The U.S. dollar <.DXY> rose to an 11-day high against a basket of major currencies, continuing a recovery from four-month lows plumbed at the start of the year.

Oil rose to its highest since May 2015, supported by OPEC-led production cuts and expectations U.S. crude inventories fell for an eighth week.

U.S. crude prices were up 0.75 percent at $62.19 a barrel.

At 9:14 a.m. EST (1414 GMT), the Canadian dollar was trading at C$1.2433 to the greenback, or 80.43 U.S. cents, down 0.1 percent. The currency traded in a range of C$1.2399 to C$1.2448.

The loonie touched its strongest level in three months at C$1.2355 on Friday after stronger-than-expected domestic jobs data prompted investors to bet on a Bank of Canada interest rate hike as soon as Jan. 17.

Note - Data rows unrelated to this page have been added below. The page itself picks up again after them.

PR #1140, opened 2021-10-30
Translation of developer feature tutorial to pt_BR

felipecpassos:
**What does this PR do?**

Added translation for developer feature tutorial documentation in pt_BR (Brazil).

**Tested?** 
- [X] Manually

**Commit flow** 

**Notes & Questions**

### DIFF
--- a/docs/developer-feature-tutorial-ptBR.md
+++ b/docs/developer-feature-tutorial-ptBR.md
@@ -1,0 +1,173 @@
+## Tutorial - Adicionando o indicador de 'digitando'
+
+Este tutorial mostra como o indicador de 'digitando' foi implementado no cliente. O processo de adicionar uma nova feature ao zulip terminal varia bastante dependendo da feature. Esse tutorial tem o objetivo de te tornar familiar ao processo geral.
+
+Como os dados do indicador de 'digitando' para o outro usuário em uma mensagem privada não pode ser gerado localmente, ele deve ser recebido do cliente.
+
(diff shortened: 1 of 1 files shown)


neiljp:
@felipecpassos Thanks for this - did you translate this manually?

We don't have documentation translations in the terminal documentation, so I'm not sure of the best practice for handling translations like this. If it would have been useful to you then that provides a good starting point of course :) My main concern is keeping things synchronized if we update documents, and how far things go before we definitely need to update (or even remove) the translations due to inaccuracy.

felipecpassos:
Yes i did it manually :sweat_smile: 

The synchronization issue is really a problem, and i can't think of a way to solve it.
I had my doubts about the usefulness of this PR, because there was no other translated file.

I made this for a assignment in a class in Software Engineering, and you can discard if it has no use (not a lot of Brazilians in zulip terminal community i believe). 

Sorry for the time taken to review this PR.

neiljp:
@felipecpassos No problem, thanks for working on it! Maybe the wider Zulip community has more information on translations of this kind of document.

zormit:
Considering the discussion above and the age, I think this PR can be closed.

neiljp:
@zormit Agreed, this seems sensible at this point :+1:

@felipecpassos Thanks for your work on this in any case! I'm unsure if you're using or otherwise involved in Zulip, but you might consider the translations in the apps with translations if you've not already - or for ourselves when we add that! Thanks again!

PR #1147, opened 2022-01-06
Display of starred and unstarred messages enhanced

### LINKED ISSUE #171: Fix issues with message merging (hiding content headers) based on star status

Dishti-Oberai:
**What does this PR do?**  
This PR enhances the display of consecutive starred and/or unstarred messages which have identical dates, times, and authors.
Earlier all such messages which had similar star status (whether starred or unstarred) appeared together and messages which had different star status were separated by a line. However, this led to difficulty in identifying the star status of messages (which were starred and thus appeared together). The following screenshot depicts the same-
image

Now, all starred messages and messages which have different star statuses have been separated by a blank line whereas those which are all unstarred appear together. This leads to a better visual display and interpretation of the star status of messages.
The following screenshot demonstrates the present scenario-
image

(The first two messages are starred and the third one is unstarred in both the above screenshots)

Fixes #171 

A detailed explanation of the issue and discussion related to it can be read at - https://chat.zulip.org/#narrow/stream/206-zulip-terminal/topic/Message.20merging.20-.20star.20status.20.28issue.20.23T171.29

**Tested?** 
- [x] Manually

**Notes & Questions** 
Should any other changes be made?

**Interactions** 
The changes have been made (developed on) in addition to the following PR - https://github.com/zulip/zulip-terminal/pull/335

**Visual changes** 
Earlier-
image
image
image

Presently-
image
image
image
image

### DIFF
--- a/tests/ui/test_ui_tools.py
+++ b/tests/ui/test_ui_tools.py
@@ -2300,21 +2300,38 @@ class TestMessageBox:
     @pytest.mark.parametrize(
         "to_vary_in_each_message",
         [
+            {"flags": ["starred"]},
+        ],
+        ids=[
+            "no_stars",
+        ],
+    )
+    def test_main_view_compact_output_no_star(
+        self, mocker, message_fixture, to_vary_in_each_message
+    ):
+        message_fixture.update({"id": 0})
+        varied_message = dict(message_fixture, **to_vary_in_each_message)
+        msg_box = MessageBox(varied_message, self.model, varied_message)
+        view_components = msg_box.main_view()
+        assert len(view_components) == 2
+        assert isinstance(view_components[0], Columns)
+
+    @pytest.mark.parametrize(
+        "to_vary_in_each_message",
+        [
             {"sender_full_name": "bob"},
             {"timestamp": 1532103779},
             {"timestamp": 0},
             {},
-            {"flags": ["starred"]},
         ],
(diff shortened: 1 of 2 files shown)


neiljp:
@Dishti-Oberai I've marked this as awaiting update, since I assume you're still working on tests.

Dishti-Oberai:
Thanks for reminding me regarding this @neiljp !
I am working on it presently but it might take some time as I have exams upcoming at my institute too :)
Will try my level best to complete this at the earliest.

Dishti-Oberai:

neiljp (commented):
@Dishti-Oberai I left comments in the stream.

The test changes so far make the tests pass, but they don't yet cover the behavior, which is why I can change the new logic and still get the tests to pass.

Chances of a rate hike next week have more than doubled to 80 percent since the jobs data, the overnight index swaps market indicated. They got a further boost from a Bank of Canada business survey on Monday that showed optimism.

Canadian government bond prices were lower across a steeper yield curve, with the two-year down 2 Canadian cents to yield 1.796 percent and the 10-year falling 22 Canadian cents to yield 2.184 percent.

The 2-year yield touched its highest intraday since June 2011 at 1.799 percent.

Canadian housing starts fell in December to a seasonally adjusted annual rate of 216,980 from November's downwardly revised 251,675. Economists had expected a decline to a 212,500 annual rate.